What you will do: How does the data below read from its first line through the line containing "that prints nothing."? Print those lines exactly.

** Exercise input follows **

PR #646, opened 2026-09-16
fix(submit): stop claiming "What this CLI sent" when nothing was sent, and take the README's hedge back off

### LINKED ISSUE #637: app submit: "What this CLI sent" prints for errors raised before any request is built, so the tense can be false

ZacxDev:
Closes #637.

`printSubmitSizeDiagnosis` opens **"What this CLI sent … N bytes on the wire"**. It printed that for failures where the server received **zero** bytes — because `doUpload`'s switch branched on how the error *classified* and on nothing else, while two reachable failures classify as ordinary with nothing having left the machine.

`app_submit.go:74` states the intent: **THE TENSE IS THE WHOLE POINT.** The `sent` / `would have sent` split exists because of a measured incident where the server received 0 bytes and the CLI reported 12,587,785 on the wire. This path reproduced it, and the author's likely reaction is to **avoid retrying** for fear of a duplicate pending submission.

## The two paths

| path | why it lied |
|---|---|
| an unwritable config after an OAuth refresh | `internal/auth/source.go` returns `persist refreshed tokens: %w` **untagged**, and `authedDoWith` returns on `Tokens.Token()` before `doOnceWith` builds a request. `appblocks.go`'s own comment calls that chain *"Reachable, not theoretical"* and names NFS-soft, sshfs, CIFS and read-only filesystems |
| a dial that never connects | the request **is** built and **is** handed to the transport; the connection is never established |

The second is why the fix is not "tag the errors raised before a request exists". That gate passes it straight through and prints the same false byte count one step later.

## The signal is a wire fact, not another error kind

`appapi.SubmitVersion` attaches an httptrace hook and tags **`ErrNothingSent`** on any failure where `WroteRequest` did not report the request written. `doUpload` gets a third arm, above the `401/403/429` one, that prints nothing.

The kinds in `pkg/civitai` answer *what kind of failure is this*. They cannot answer *did anything leave*, and two of them are not wire facts at all — `internal/auth` tags `ErrUnauthorized` onto purely local errors. That is **#637's mirror case**, and the same arm fixes it: a locally-refused credential now lands on the wire fact instead of borrowing the vocabulary of a status code that never existed. Same output, correctly attributed — which is what makes the README sentence below sayable.

Four sites tag: the token/transport failure, the request-build failure, the JSON marshal, and — separately, because `timedOutSubmitError` formats its cause with `%v` and drops a tag applied before it — a timeout that preceded the write. A timeout **after** the write keeps the diagnosis, the case it is most useful for.

**No exit code moves.** `civitai.Tag` preserves `Error()` byte-for-byte and keeps the original chain reachable, and `ErrNothingSent` matches no arm of `cmd/civitai`'s `exitCode` switch. `TestNothingSentPreservesClassification` pins that a locally-refused credential still exits `3` (AGENTS.md item 7).

## The README goes back to the stronger claim

This is the other half of the issue's closing condition. #635 spent four audit rounds on one paragraph and could only make it stop promising more than the code delivered — *"keyed on how the error `classifies`, not on whether bytes left the machine"* and *"read `sent` as the CLI's account and not a guarantee"*. Both surfaces now say the past tense is exact and name the three reachable causes that print nothing.

The guard that required the word `classifies` said in its **own failure message** that #637 was the one change it must not block. It is rewritten here, in the same commit as the code, which is what that message asked for.

## Tests, watched red first

`internal/cmd/app_submit_nothing_sent_test.go` drives the **real `appapi.Client`**, not the fake `Submitter` — a fake returns whatever error the test hands it, so every case would pass vacuously against one while the real chain lied.

| case | at `origin/main` (`be4c34a`) |
|---|---|
| token-persist failure | **RED** |
| dial failure | **RED** |
| locally-refused credential | green — invariant guard, labelled as one (output unchanged, attribution changed) |
| positive control | green |

The positive control is not optional: three of the four assert a string is **absent**, and all three pass against a `doUpload` that prints nothing ever. It asserts the recorder saw **exactly 1** request *and* that the block printed.

## Mutation matrix

Seven mutants, each applied and **re-read from disk** (`mutation APPLIED = True`) before its result was read, each killed by a named guard.

| mutant | killed by |
|---|---|
| M1 drop `doUpload`'s `ErrNothingSent` arm | `SentinelLedger` + both cmd cases |
| M2 never tag (drop `!wrote` on the ordinary arm) | 5 tests across both packages |
| M3 always tag (ignore the wire fact) | `DoesNotTagWhenTheFailureCameAfterTheWrite` |
| M4 drop the timeout arm's own tagging | `TagsNothingSentWhenATimeoutPrecededTheWrite` |
| M5 revert the README paragraph to the hedge | `ClaimsArePinned` + `SurfacesAgree` + `Ledger` |
| M6 revert the Troubleshooting row | `SurfacesAgree` + `Ledger` |
| M7 count a FAILED write as sent | `SubmitWroteTraceIgnoresAFailedWrite` |

**M3 and M7 both SURVIVED the first run, and each survivor was a real gap.**

- **M3** showed the `!wrote.Load()` condition had no falsifying case: every other failure in the battery is a transport error where nothing was written anyway, and a non-200 is not an error at that point at all. The **over-cap response-body read** is the one reachable failure arriving *after* the request went out — the case where suppressing the block would **delete** the #423 diagnosis rather than narrow it.
- **M7**'s first fix was a test driving a real dropped connection, and it was **flaky by construction**. Probed directly: against a server that closes every connection the instant it accepts it, `WroteRequest` fired on all 4 runs — `info.Err` **set** on two and **nil** on the other two, where the write had completed into the socket and the failure surfaced on the read. The same physical event resolves either way. The hook is now a named function, `submitWroteTrace`, and the test calls it both ways.

## Considered and declined

A new AGENTS.md *intentional decisions* item. The one thing a future reader might undo — folding `ErrNothingSent` into `pkg/civitai`'s error kinds — is answered in the sentinel's own doc comment, which is the file they would be editing. An item costs a trigger line in every session.

## Verified

Gate **81 PASS** (`-run 'Attribution|Troubleshooting|README|Readme|readme'`, counted with `'^--- PASS\|^    --- PASS'`) · `go test ./...` **21/21 ok, 0 FAIL** · `go vet` clean · `gofmt -s` clean · `golangci-lint` **0 issues** (2.13.2 locally; CI pins 2.12.2). Swept every `.md` and `.go` in the tree for other copies of the retracted claim: none — `README.md` is the only place either surface appears, exactly as its guard says.


ZacxDev:
## Round 0 — the strengthened sentence was false for the case named three lines below it

Two 🟡 corrected in the payload, three more repaired, three 🟢, plus one finding the re-run mutation battery produced on its own. Fixed in `c1279a9`.

### Correction to the body above, posted rather than silently edited

**"Four sites tag" was a count of declarations, not instances.** A mutant proved one of them dead: dropping the tag at the request-build site **survived**, because that error travels back through `authedDoWith` and the `!wrote` arm tags it anyway. The site is deleted. Three remain, and the marshal one is **unreachable for these field types** — `submitEnvelopeLen` says exactly that of the identical `json.Marshal` 130 lines above, which is stronger than the "not a failure anyone has seen" I wrote. It is tagged so the set of tagged sites is the set of nothing-was-sent sites, and it is **not** counted as covered.

### F1 🟡 — the universal had its counterexample on the same page

The sentence read *"A failure that sent nothing prints nothing"*. The **ceiling refusal sends nothing and prints a full block** — the would-have-sent one — and that exception is named three lines later in the same paragraph and one sentence later in the same cell. Both surfaces now say **"never prints the past tense"**, which is what the code computes; the two guard strings moved in the same commit.

This paragraph's own recorded lesson, from #635: *a fix that makes a sentence more specific can make it false, and it reads as an improvement because specificity looks like rigour.* The requirement to strengthen came from a prior round of this same ladder — the class that gets adopted verbatim because pushing back reads as ignoring evidence.

### F2 🟡 — I condemned overlapping assertions and then wrote two

The file says *"the weaker of two overlapping assertions is the one that teaches a maintainer the wrong bar"*, and then: `TestREADMEEntryBlockSurfacesAgree`'s `precondition` was a substring of the ledger's `paragraphSays` **and** its `rowSays`, so it could only fail after the ledger already had — the PR's own matrix shows no mutant ever killed by `SurfacesAgree` alone. And R3's `want` was **byte-identical** to the new sentinel row's `paragraphSays`, tested against the same extracted text.

`SurfacesAgree` is **deleted** and R3 is gone from `readmeEntryBlockClaims`. R4 — "the two surfaces must not drift apart" — has been the ledger's job since #639 gave it `rowSays`: it asserts, per live sentinel, that the paragraph carries its sentence and the cause cell carries its own. The drift #635 shipped is M6 and still red.

### F3 🟡 — the per-attempt reset contradicted the sentence the PR exists to make true

README says `sent` is a fact about bytes that left this machine. If attempt 1 writes a full 12 MB body, the server answers `401`, and the retry fails to dial, **12 MB left this machine** — and the reset would have reported "nothing was sent". The flag is sticky now.

⚠ **Recorded as unpinned:** restoring the reset scores **SURVIVED** against the whole battery, and the scenario separating the two needs the server to die between the 401 and the retry — a race, and the flaky-by-construction shape this PR already retracted once.

### F4 🟡 — and the half of it that was attempted and reverted

Suppressing the byte block on a timeout that wrote nothing left the sentence underneath still reading *"the upload may not have completed … check whether it landed before resubmitting"* — precisely the hesitation #637 is about. It now says nothing was uploaded when that is what happened.

🔴 **Skipping the futile recovery poll was tried and reverted.** It breaks `TestSubmitVersionRecoversFromADeadlineExceededTokenError`, which pins a ctx deadline arriving through the **token seam** as still entering recovery and is the positive control for the whole *"a filesystem error is not a timeout"* family beside it. Deleting the work would have deleted that control. The wasted polls stay, recorded.

### F5 🟡 — the comment argued the case that does not need httptrace

It defended the mechanism against *"a request was built"* and never named the cheaper alternative a simplifier will find: `authedDoWith` already returns a status, **0** for every failure with no response — covering the token lookup, the build failure *and* the dial. What `status == 0` gets wrong is a timeout or drop **after** the body was written but before a response header: status 0, bytes gone. That is the #423 flagship path, where suppressing **deletes** the diagnosis rather than narrowing it. That is what forces httptrace, and it is what the comment says now.

### F6 🟡 · F8 🟢 · F9 🟢

- The request-build tag site was named in the issue, **reachable** (`internal/config` binds `CIVITAI_BASE_URL` with no `url.Parse` anywhere between there and the call) and pinned by nothing. Now covered by a control-char base URL — and that test immediately earned its keep by exposing the redundant tag above.
- `TestNothingSentPreservesClassification` is labelled an **invariant guard**: no mutation of this PR's code can redden it. Kept because exit 3 for a locally-refused credential is published contract and this is the package attaching the tag.
- Declining an AGENTS.md item was right for a harder reason than I gave: **AGENTS.md is 30,493 bytes against a 30,500 ceiling**, and the evidence ledger is bidirectional. The real hole was elsewhere — the reader most likely to undo this is someone adding a kind to `pkg/civitai/errkind.go`, and that file never mentioned wire facts. It has a back-pointer now.

### Mutation matrix, re-derived after every change

| mutant | result |
|---|---|
| M1 drop `doUpload`'s `ErrNothingSent` arm | Ledger + both cmd cases |
| M2 never tag on the ordinary arm | 6 tests across both packages |
| M3 always tag | `DoesNotTagWhenTheFailureCameAfterTheWrite` |
| M4 drop the timeout arm's tag + wording | `TagsNothingSentWhenATimeoutPrecededTheWrite` |
| M5 revert the README paragraph | `ClaimsArePinned` + Ledger |
| M6 revert the Troubleshooting row | Ledger |
| M7 count a FAILED write as sent | `SubmitWroteTraceIgnoresAFailedWrite` |
| M8 restore the per-attempt reset | **SURVIVED** — recorded above as unpinnable |
| M9 drop the `!wrote` tag on the ordinary arm | 6 tests |

**Verified:** `go test ./...` 21/21 ok, 0 FAIL · `go vet` clean · `gofmt -s` clean · `golangci-lint` 0 issues.

`round 0 · requirements: 10 (unattributed: 3) · deletion candidates: 6`

```audit-claims round=0 audited=6971fd5..c1279a9
1. F1 both README surfaces say "never prints the past tense" — the old universal was false for the ceiling refusal, which sends nothing and prints a block
2. F2 TestREADMEEntryBlockSurfacesAgree deleted and R3 removed from readmeEntryBlockClaims — both were subsumed by the sentinel ledger's per-surface whole-sentence checks
3. F3 the wrote flag is sticky across the 401 retry; the per-attempt reset is gone and its unpinnability is recorded in the comment
4. F4 a timeout that wrote nothing now says so instead of "may not have completed"; skipping the futile poll was tried and reverted because it deletes a sibling family's positive control
5. F5 the sentinel comment now names the status==0 alternative and the case that defeats it, instead of arguing the dial case
6. F6 the request-build site is covered by a control-char base URL test; the redundant tag AT that site was found by a surviving mutant and deleted
7. F8 TestNothingSentPreservesClassification is labelled an invariant guard
8. F9 pkg/civitai/errkind.go carries a back-pointer for the reader most likely to undo this
```

ZacxDev:
## Round 1 — this PR called 200 KB "nothing"

Two 🟡 and one 🟢. **F1 is a defect this PR introduced, in exactly the class this PR exists to remove** — the second time in this ladder the fix has reproduced the defect it was fixing. Fixed in `9718319`.

### F1 — the predicate was "the write COMPLETED", and that is the wrong question

`wrote` was set only when httptrace reported `WroteRequest` with **no error**. The reasoning: a failed write delivers an unknown number of bytes, possibly none, so counting it would put an unsupported number under "What this CLI sent". Measured, that reasoning **inverts**. A submit whose timeout fires **mid-body** takes exactly that branch — reproduced independently before touching anything:

```
run 1: server received 204594 body bytes
run 2: server received 233266 body bytes
run 3: server received 204594 body bytes
err  = "submit timed out before any of the bundle was sent … nothing was uploaded
        and no submission was created, so retrying is safe"
errors.Is(err, ErrNothingSent) = true   → the entry list was suppressed too
```

The CLI asserted **zero** over a fifth of a megabyte, and deleted the entry-list diagnosis for the large-bundle-on-a-slow-link author — who is the same author the sentinel's own comment cites as the reason this mechanism is not just `status == 0`.

The property is now the one the CLI can stand behind: **did this request get onto the connection.** `submitWroteTrace` becomes `submitRequestSentTrace` and stores true whenever `WroteRequest` fires, error or not. The three causes README names — no usable credential, an unwritable config, a connection that never opened — all fail *before* `WroteRequest` can fire, which is what keeps that sentence true.

**Residual, stated rather than implied:** a write that fails immediately fires the hook having delivered little or nothing, so the block's byte count is an **upper bound**, not a receipt. That is why the prose now says the request went out rather than that N bytes landed. Staying silent instead is what produced the false claim above.

Both README surfaces moved, since *"so `sent` is a fact about bytes that left this machine"* is the half F1 makes false:

> A failure that never reached the connection never prints the past tense … so `sent` means a request that really went out, not one the CLI only built.

🔴 **Two false versions of that one sentence have now shipped for one commit each, in OPPOSITE directions** — *"prints nothing"* (false for the ceiling refusal, which sends nothing and prints a block) and *"bytes that left this machine"* (false for a write cut short). Both counterexamples are recorded on the ledger row so the next edit has them in front of it.

### F2 — "this cannot be pinned without a race" was false

And that kind of claim is the one that stops anyone looking. The separating seam is the **dialer**, not the server: a transport whose `DialContext` succeeds once and then fails gives attempt 1 a full written body and a `401`, and attempt 2 a failure with nothing written — deterministically, and httptrace still fires because it is still an `*http.Transport`. `TestSubmitVersionKeepsTheSentFactAcrossA401Retry` pins the stickiness now, with controls on the hit count and the dial count.

### F3 — a comment describing a tag site the previous commit deleted

It contradicted `appblocks.go`'s own note four lines from that call. Fixed to say what the test covers: the `!sent` arm, reached by a failure that never gets near the connection.

### Mutation matrix — nine mutants, zero survivors

Re-derived from scratch after the predicate change. First time this PR's matrix has had none.

| mutant | killed by |
|---|---|
| M1 drop `doUpload`'s `ErrNothingSent` arm | Ledger + both cmd cases |
| M2 never tag on the ordinary arm | 6 tests across both packages |
| M3 always tag | `FailureCameAfterTheWrite` + `A401Retry` |
| M4 drop the timeout arm's tag + wording | `ATimeoutPrecededTheWrite` |
| M5 revert the README paragraph | `ClaimsArePinned` + Ledger |
| M6 revert the Troubleshooting row | Ledger |
| M7 ignore a failed write (**the design F1 retracts**) | `DoesNotTagWhenTheWriteWasCutShort` |
| M8 restore the per-attempt reset | `KeepsTheSentFactAcrossA401Retry` |
| M9 drop the `!sent` tag on the ordinary arm | 6 tests |

**M7 and M8 were the two survivors of the previous round.** Both are now dead, and each died to a test that exists because an auditor refused to accept a comment saying the case was unreachable or unpinnable.

**Verified:** `go test ./...` 21/21 ok, 0 FAIL · `go vet` clean · `gofmt -s` clean · `golangci-lint` 0 issues · gate **80 PASS** — 80 rather than 81 because `c1279a9` deleted `TestREADMEEntryBlockSurfacesAgree`; re-measured here rather than inferred, as round 1 asked.

```audit-claims round=1 audited=c1279a9..9718319
1. F1 the tag now keys on the request reaching the connection, not on the write completing — a mid-body timeout that delivered ~200 KB is no longer called "nothing sent", and the entry list is no longer suppressed for it
2. F1 both README surfaces say "never reached the connection" and "a request that really went out", replacing the "bytes that left this machine" clause the cut-short case falsifies
3. F2 the sticky flag is pinned by TestSubmitVersionKeepsTheSentFactAcrossA401Retry, via a DialContext that fails on the second dial; the "unpinnable without a race" claim is removed
4. F3 the control-char base-URL test's comment no longer describes a deleted tag site
5. the mutation matrix is re-derived: nine mutants, zero survivors, including the two that survived the previous round
```

ZacxDev:
## Round 2 — the count moved too

One 🟡 and four 🟢. The 🟡 is **the other half of round 1's own fix**, and it is the third time this ladder has reproduced the defect it was fixing — this time by repairing one half of a sentence and leaving the other. Fixed in `f79ddf9`, which also carries the merge of `main` (#645).

### 🟡 the block said "N bytes on the wire" and N is what the CLI *built*

Round 1 widened the tag so a cut-short transfer stops being called "nothing sent" — restoring the entry list for the author it had been deleted from. It did not touch the one line stating **how much**. Reproduced here:

| case | server received | printed |
|---|---:|---:|
| mid-body timeout | 233,266 | **8,388,627** |
| dropped at accept (≈nothing arrives) | ~0 | **8,388,627**, on 4 of 5 runs |
| …with round 1's predicate restored | ~0 | printed on **0** of 5 |

That is #423's own defect — *"the server received 0 bytes while the CLI reported 12,587,785 on the wire"* — reached through a door round 1 opened. And my justification comment pointed at prose that does not exist: it said *"the prose says the request went out rather than that N bytes landed"* while the **printed** prose said N bytes. The block's other hedge is about causation, not quantity.

The line now reads **`up to N bytes on the wire`**. `printSubmitSizeRefusal` keeps the exact form — nothing is sent there, so there is no transfer to fall short of. The doc comment's "here is what left this machine" goes with it, and README's sample output moves in the same commit.

🔴 **The qualifier was unpinned until a mutant said so.** `app_submit_size_test.go` asserts the line *contains* `"<n> bytes on the wire"`, satisfied with or without it — so deleting the word survived the whole battery. Now pinned as a constructed whole line (**M10** → `TestSubmitDiagnosisPrintsWhenBytesReallyLeft`).

### 🟢 the four others

- **Two test-file headers still stated the retracted property** — *"the tag is present exactly when no request bytes reached the network"* — the sentence the sentinel's own doc comment retracts, one of them contradicting line 206 of its own file. A maintainer deriving the invariant from a header would reinstate the narrowing that caused the 🟡 above. Round 1's F3, one level up, in the file it had just edited.
- **The cut-short test had no control proving the write was cut short.** It asserted the *server* received something — equally true of a run where the whole body wrote cleanly into socket buffers, since the handler stops reading either way. On such a host the test passes while the mutant it is credited with killing survives: **the assertion holding either way does not make the kill hold either way.** A counting `net.Conn` now measures what the *client* wrote, and the control was watched to fire — draining the body gives `the client wrote 8389316 of 8388627 body bytes`.
- **That test cost 6.93 s** because the recovery poll hit the same stalling handler three times. Answering the submissions route immediately: **2.54 s** (package 8.57 s → 4.02 s).
- **"ordered as well as safe" was stronger than net/http guarantees on the protocol production uses.** It holds on HTTP/1 (`mapRoundTripError` waits on `writeLoopDone`); h2's `roundTrip` returns on `ctx.Done` without waiting for the request goroutine, and production is h2. Probed 3/3 each way without reproducing it, so it is recorded as an **unproven ordering**, not a defect — and the losing direction is conservative: a Ctrl-C mid-upload would suppress a block it should have printed, never make a false claim.

### Instrument notes, because both cost real work

- **M8 scored `APPLIED=False` rather than `SURVIVED`** — the mutant text *contains* its own anchor, so my "old text absent" check could never hold. Re-scored with an insertion check, it dies to `KeepsTheSentFactAcrossA401Retry`. A mutation harness is an instrument like any other.
- **`git checkout -- <file>` restores from the INDEX**, so reverting a mutant discarded two unstaged fixes in that same file. Stage before a battery, or copy aside.

**Mutation matrix: ten mutants, zero survivors.**

**Verified:** `go test ./...` 21/21 ok, 0 FAIL · `go vet` clean · `gofmt -s` clean · `golangci-lint` 0 issues · gate **80 PASS**.

**Merged-tree note:** this branch now carries `main` (`7819352`, #645), which touches the same `internal/cmd` test file. The merged tree is green and the overlapping region was read by hand rather than trusted to a clean merge exit code.

```audit-claims round=2 audited=9718319..f79ddf9
1. 🟡 the diagnosis line says "up to N bytes on the wire"; the doc comment and README's sample output moved with it; printSubmitSizeRefusal deliberately keeps the exact form
2. 🟡 the qualifier is pinned by a constructed whole-line assertion (M10), which nothing covered before
3. 🟢 both test-file headers now state "never reached the connection" instead of the retracted "no bytes reached the network"
4. 🟢 the cut-short test counts CLIENT-side bytes via a counting net.Conn, and the control was watched to fire
5. 🟢 the cut-short test answers the recovery-poll route immediately: 6.93s -> 2.54s
6. 🟢 the memory-ordering comment now claims h1 only, records h2 as unproven, and names the conservative losing direction
7. the branch carries a merge of origin/main (#645); merged tree green, overlapping region read by hand
```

** End of Exercise input **

Response box:
PR #646, opened 2026-09-16
fix(submit): stop claiming "What this CLI sent" when nothing was sent, and take the README's hedge back off

### LINKED ISSUE #637: app submit: "What this CLI sent" prints for errors raised before any request is built, so the tense can be false

ZacxDev:
Closes #637.

`printSubmitSizeDiagnosis` opens **"What this CLI sent … N bytes on the wire"**. It printed that for failures where the server received **zero** bytes — because `doUpload`'s switch branched on how the error *classified* and on nothing else, while two reachable failures classify as ordinary with nothing having left the machine.

`app_submit.go:74` states the intent: **THE TENSE IS THE WHOLE POINT.** The `sent` / `would have sent` split exists because of a measured incident where the server received 0 bytes and the CLI reported 12,587,785 on the wire. This path reproduced it, and the author's likely reaction is to **avoid retrying** for fear of a duplicate pending submission.

## The two paths

| path | why it lied |
|---|---|
| an unwritable config after an OAuth refresh | `internal/auth/source.go` returns `persist refreshed tokens: %w` **untagged**, and `authedDoWith` returns on `Tokens.Token()` before `doOnceWith` builds a request. `appblocks.go`'s own comment calls that chain *"Reachable, not theoretical"* and names NFS-soft, sshfs, CIFS and read-only filesystems |
| a dial that never connects | the request **is** built and **is** handed to the transport; the connection is never established |

The second is why the fix is not "tag the errors raised before a request exists". That gate passes it straight through and prints the same false byte count one step later.

## The signal is a wire fact, not another error kind

`appapi.SubmitVersion` attaches an httptrace hook and tags **`ErrNothingSent`** on any failure where `WroteRequest` did not report the request written. `doUpload` gets a third arm, above the `401/403/429` one, that prints nothing.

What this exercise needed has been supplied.